在几个月前,柳清清还是对李高霞持有意见的,只是很多想法压抑在心里就行,实在没必要真的与别人说些什么。
当时柳清清就认为李高霞是个大舌头,许多不该说的东西,常常是管不住自己的嘴巴。关于秀琴姐的离开,柳清清就觉得这事蹊跷的厉害,一个本无心辞职离开的人怎么会忽然之间的被辞退?柳清清觉得奇怪,而其中的一些道道,她还是从徐峰的口中得知的!
柳清清也发现了,那段时日,徐峰常常缠着她,这让她感到反感,但也是从徐峰的口中,柳清清才知道当初秀琴姐之所以会离开不过是李高霞私下里在张姐面前弹劾了秀琴姐罢了。柳清清记得李高霞与秀琴姐在之前一直是搭班的,照理来说关系应该不错才对,至于两人为何为发展成这些,需要李高霞去这样背地里‘捅人一刀’,这点柳清清实在想不明白......
这也有好多个月过去了,柳清清虽然还是会于李高霞有说有笑,毕竟两人都在这里工作,认识了都快有一年了,也是很熟悉了。因为有年龄的差别,柳清清与李高霞始终是寻不到多少话题聊的,只是因工作这一条线,使两人有了交集罢了。
到了现在,柳清清对李高霞,已然是心存芥蒂,柳清清明白有什么事情是可以说的,而有些事情,需要烂肚子里,可还有一些事情,和谁说都行,就她李高霞不行!
讲实在的,柳清清还是很不愿意自己的事情被李高霞的大嘴到处乱说。想必,不止是柳清清,随便一个人,都肯定是不会愿意的!
柳清清还记得在四个月前,那时候谢阳还没被这里辞退,他那时已经被调到生鲜上与李高霞搭班。她一直觉得那时候的谢阳总数一副心事重重,闷闷不乐的样子。也自打是谢阳从生活区被调走,他们两人也很早在一起有说有笑的,柳清清觉得奇怪,每每她想到这些,她的心里总是会被异样的情绪填满,很奇怪,她不知道该如何形容,像是自己珍贵的东西正逐渐离自己远去那般!
也是那个时候,柳清清和谢阳工作的班点,也被分叉开了,他们两人能交流说话的机会就更少了!
谢阳似乎不以为意,而柳清清,她是真的很在乎的!
柳清清甚至还记得自己那时候还经常在上班的时候,有事没事的就去往谢阳的方向看,如果视线找不到他了,她会寻找,更会不安!

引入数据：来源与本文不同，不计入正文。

PR #292, opened 2016-04-27
Fix spelling for PostgreSQL

slapresta:
This fixes a few instances on the page where "PostgreSQL" was mistakenly spelled as "PostreSQL".

Have a good day!


theory:
Well that was embarrassing. Thank you!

再然后,杨焱与李子豪便来到了这里上班。李子豪做起了收银,是柳清清带出来的,而杨焱则是到了生鲜区上。又多了一人,谢阳似乎就是被两人孤立了。那段时间,谢阳看起来愈发的憔悴了,心情也一直不太好,而他与她,甚至见了面,连招呼都不知该如何打了......
谢阳还是走了,杨焱与例子还取代了他的位置,柳清清虽然心里难受,不过她并没有因此就觉得杨焱与李子豪是怎样怎样,相反的,她与李子豪的关系还算不错,偶尔的时候也是会开玩笑的,可她总觉得,自打谢阳走后,自己留在这里上班,似乎是没有了意义,而这样的感觉,在谢阳还在时,是从来没有过的,而在谢阳来应聘之前,更是未曾有过......
“我这是怎么了?”柳清清呢喃着道。
......
“阿嚏!”
谢阳盯着大太阳,打了个喷嚏,他觉得这事十分反常,但又想不出所以然,眼睛一眨一睁,索性烦事全忘了!
他望向天上的太阳,因为阳光强烈刺眼,谢阳必须拿一只手遮着,眼睛眯成一条缝,才能勉强看到高挂在天上的那火红的太阳。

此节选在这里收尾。